→ **WHAT YOU WILL DO**: All of the entries need to be repeated exactly. Leave nothing out.

DATA SECTION section start

Issue #15837, opened 2022-10-18
Proper base setup for otel-collector


a-thaler:
**Description**
The otel-collector deployment for trace collection requires a solid base setup. Fo that there are some variables to consider:
- For a specific amount of time, the traces data should be able to be buffered when a downtime of the connected backend happens.
- The trace data (spans) have an average size which can vary and may have extreme sizes
- The amount of CPU and memory is limited
- The input rate can vary over time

DATA SECTION section end

→ **RESULT OF THE TASK**:
Issue #15837, opened 2022-10-18
Proper base setup for otel-collector


a-thaler:
**Description**
The otel-collector deployment for trace collection requires a solid base setup. Fo that there are some variables to consider:
- For a specific amount of time, the traces data should be able to be buffered when a downtime of the connected backend happens.
- The trace data (spans) have an average size which can vary and may have extreme sizes
- The amount of CPU and memory is limited
- The input rate can vary over time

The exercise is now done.